The features of hydrogen embrittlement and the preceding events in the material are studied and discussed for a long time. An attempt was made to explain the damage caused by hydrogen with for principal mechanisms (Neumann, P.; Grundlagen der Wirkung von Waserstoff auf die Rissbildung in Stälen. Stahl and Eisen 107 (1987) 577-583). These four mechanisms are:                Formation of crack tips at brittle carbides due to the three axial stress state.        Internal formation of methane by hydrogen reacting with dissolved carbon (internal decarburization).        Direct mechanical damage by high hydrogen equilibrium pressures (recombination of the dissolved hydrogen atoms to hydrogen molecules, especially at defects).        Decrease of the cohesion forces by hydrogen accompanied by a disposition to brittle fracture.        

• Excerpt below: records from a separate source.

PR #566, opened 2018-07-16
PHPLIB-376: countDocuments() throws an exception if no documents are found

derickr:


src/Operation/CountDocuments.php
```diff
@@ -152,8 +152,15 @@ public function execute(Server $server)
         }
 
         $cursor = $server->executeReadCommand($this->databaseName, new Command($this->createCommandDocument()), $this->createOptions());
-        $result = current($cursor->toArray());
+        $allResults = $cursor->toArray();
 
+        /* If there are no documents to count, the aggregation pipeline has no items to group, and
+         * hence the result is an empty array (PHPLIB-376) */
+        if (is_array($allResults) && count($allResults) == 0) {
```
jmikola: `is_array()` seems redundant here, as `Cursor::toArray()` will never not return an array.

I think we can simplify this by leaving `$result = current($cursor->toArray());` as-is and just checking for the appropriate return value from [`current()`](http://php.net/current):

> If the internal pointer points beyond the end of the elements list or _the array is empty_, current() returns FALSE.

If you're adamant about removing ` current($cursor->toArray());`, I think we can at least get rid of `is_array()`.

tests/Operation/CountDocumentsFunctionalTest.php
```diff
@@ -0,0 +1,30 @@
...
+use MongoDB\Operation\CountDocuments;
+use MongoDB\Operation\InsertMany;
+use stdClass;
+
+class CountDocumentsFunctionalTest extends FunctionalTestCase
+{
+    public function testEmptyCollection()
+    {
+        $operation = new CountDocuments($this->getDatabaseName(), $this->getCollectionName(), []);
+        $this->assertEquals(0, $operation->execute($this->getPrimaryServer()));
```
jmikola: When possible, `assertSame()` is helpful to ensure we return the correct types. This is also nice because we can't yet you return type hints.

derickr: I've added a separate commit to update the other test too

jmikola: Did you forget to push changes?

PR #571, opened 2018-07-31
PHPLIB-341: Add LocalDateTime example to tutorial

derickr:


docs/tutorial/custom-types.txt
```diff
@@ -0,0 +1,174 @@
...
+        private $tz;
+        public function __construct($milliseconds = null, \DateTimeZone $timezone = null)
+        {
+            $this->utc = new \MongoDB\BSON\UTCDateTime($milliseconds);
+            if ($timezone === null) {
+                $timezone = new \DateTimeZone(date_default_timezone_get());
+            }
+            $this->tz = $timezone;
+        }
+    ?>
```
derickr: If you want to say that we should remove the ``?>`` than I will say no. Without it, the code highlighting in VIM is royally screwed up.

docs/tutorial/custom-types.txt
```diff
@@ -0,0 +1,174 @@
...
+
+The driver serializes PHP variables, including objects, into BSON when it
+communicates to the server, and deserializes BSON back into PHP variables when
+it receives data from the server.
+
+It is possible to influence the behaviour by implementing the
+:php:`MongoDB\\BSON\\Persistable <class.mongodb-bson-persistable>` interface.
+If a class implements this interface, then upon serialization the
+:php:`bsonSerialize <mongodb-bson-serializable.bsonserialize>` method is
+called. This method is responsible for returning an array with the fields that
```
jmikola: This can return an an array or object so we can properly differentiate between empty arrays and documents. I'd suggest:

> This method is responsible for returning an array or stdClass object to convert to BSON and store in the database. That data will later be used to reconstruct the object upon reading from the database.

docs/tutorial/custom-types.txt
```diff
@@ -0,0 +1,174 @@
...
+        {
+            return [
+                'utc' => $this->utc,
+                'tz' => $this->tz->getName(),
+            ];
+        }
+    ?>
+
+The driver will additionally add a ``__pclass`` field to the document, and
+store that in the database too. This field contains the PHP class name so that
```
jmikola: "in the database, too" (comma before "too").

docs/tutorial/custom-types.txt
```diff
@@ -0,0 +1,174 @@
...
+upon deserialization the driver knows which class to use for recreating the
+stored object.
+
+When the document is read from the database, the driver detects whether a
+``__pclass`` field is present and then executes
+:php:`MongoDB\BSON\Persistable::bsonUnserialize
+<mongodb-bson-unserializable.bsonunserialize>` method which is
+responsible for restoring the object's original status.
```
jmikola: "original state" seems more correct.

docs/tutorial/custom-types.txt
```diff
@@ -0,0 +1,174 @@
...
+
+In the code below, we make sure that the data in the ``utc`` and ``tz`` fields
+are of the right time, and then assigns their values to the two private
```
jmikola: "and then assign their values". "assign" is agreeing with the subject "we".

docs/tutorial/custom-types.txt
```diff
@@ -0,0 +1,174 @@
...
+        }
+    ?>
+
+You may have noticed that the class also implements the
+:php:`MongoDB\\BSON\\UTCDateTimeInterface
+<class.mongodb-bson-utcdatetimeinterface>` interface. This interface defines
+the two non-constructor methods of the :php:`MongoDB\\BSON\\UTCDateTime
+<class.mongodb-bson-utcdatetime>` class. It is recommended that wrappers
+around existing BSON classes implement their respective interface so that
+their objects can be used in the same context as their original unwrapped
```
jmikola: "so that the wrapper objects" avoids ambiguity with "their objects".

docs/tutorial/custom-types.txt
```diff
@@ -0,0 +1,174 @@
...
+version.
```
jmikola: I might add a suggestion that users shouldn't also type-hint against these interfaces instead of our BSON type classes.

docs/tutorial/custom-types.txt
```diff
@@ -0,0 +1,174 @@
...
+    }
+    object(DateTime)#5 (3) {
+      ["date"]=>
+      string(26) "2018-07-31 14:07:23.716000"
+      ["timezone_type"]=>
+      int(3)
+      ["timezone"]=>
+      string(13) "Europe/London"
+    }
+
```
jmikola: Final thought, but would it be worth mentioning that this approach plays nicely with the aggregation framework, which allows you to perform operations using Olson time zone identifier strings? I don't think we need a code example, but a final blurb that links out to the aggregation manual entries may form a good conclusion.

docs/tutorial/custom-types.txt
derickr: No need for the grammar lesson :-þ I make typoes too.

docs/tutorial/custom-types.txt
jmikola: To clarify, there is no benefit to implementing this interfaces if other code is going to expect an actual UTCDateTime instance. "Can be used in the same context" really only works if folks commit to using the interfaces everywhere.

docs/tutorial/custom-types.txt
```diff
@@ -0,0 +1,182 @@
...
+You may have noticed that the class also implements the
+:php:`MongoDB\\BSON\\UTCDateTimeInterface
+<class.mongodb-bson-utcdatetimeinterface>` interface. This interface defines
+the two non-constructor methods of the :php:`MongoDB\\BSON\\UTCDateTime
+<class.mongodb-bson-utcdatetime>` class.
+
+It is recommended that wrappers around existing BSON classes implement their
+respective interface (i.e. :php:`MongoDB\\BSON\\UTCDateTimeInterface
+<class.mongodb-bson-utcdatetimeinterface>` so that the wrapper objects can be
```
jmikola: Missing a closing parent after the class link between the backtick and "so"

docs/tutorial/custom-types.txt
```diff
@@ -0,0 +1,182 @@
...
+used in the same context as their original unwrapped version. It is also
+recommended that you always type-hint against the interface i.e.
```
jmikola: Missing an opening paren before "i.e."

docs/tutorial/custom-types.txt
```diff
@@ -0,0 +1,182 @@
...
+:php:`MongoDB\\BSON\\UTCDateTimeInterface
+<class.mongodb-bson-utcdatetimeinterface>`), and never against the concrete
```
jmikola: no need for a comma between closing paren and "and".

docs/tutorial/custom-types.txt
```diff
@@ -0,0 +1,182 @@
...
+class (i.e. :php:`MongoDB\\BSON\\UTCDateTime
+<class.mongodb-bson-utcdatetime>`), as this would prevent wrapped objects from
+being accepted into methods.
```
jmikola: As-is, this sentence reads:

> It is also recommended that you always type-hint against the interface and never against the concrete, as this would prevent wrapped objects from being accepted into methods.

I understand the last clause applies to type-hinting "against the concrete" clause, but I think we can phrase this better:

> It is also recommended that you always type-hint against the interface instead of the concrete class. This will ensure that methods can accept wrapped objects and unwrapped objects interchangeably.

PR #572, opened 2018-08-03
PHPLIB-382: Causal Consistency Examples for the Manual

derickr:


tests/DocumentationExamplesTest.php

For gaseous impurities, especially for the described hydrogen embrittlement, it is not only problematic that embrittlement occurs but also that the effect of these gaseous impurities cannot be detected with sufficient sensitivity. Basically it is possible in the case of hydrogen to detect it quantitatively. Though for quantitative determinations, which are indispensable for a fundamental understanding of the underlying processes, no sufficiently sensitive techniques are available, or the available techniques are not or not sufficiently applicable in the environment of the fabrication or operation of the corresponding materials.
Especially a quantitative determination is also for the state of the art known U.S. Pat. No. 3,732,076 not conceivable. There the determination of hydrogen is conducted via microscopic or electron microscopic observation. Based on the resulting inaccurate data of the used samples a reproducible quantitative determination of hydrogen concentrations is not possible.
In this context it is known from the publication of R. Kirchheim, Acta Metallurgica, Vol. 27, Issue 5, pp. 869 to 878 (1979), that the diffusion coefficient of oxygen in copper, niobium and tantalum can be determined with the aid of metals in which oxygen has a higher solubility. In this nearly 30 years old publication neither the set of problems associated with gaseous impurities nor their detection is mentioned. The issue of hydrogen embrittlement is not addressed as well.
Accordingly the present invention concerns the detection of high sensitivity impurities, namely gaseous impurities, in materials, especially in metallic materials. Thereby a quantitative determination of these impurities may become possible. On the other hand the present invention also has the goal to provide a method by which materials, especially metallic materials, are protected against gaseous impurities or their concentration is reduced. Namely the negative effect of hydrogen shall be diminished or eliminated.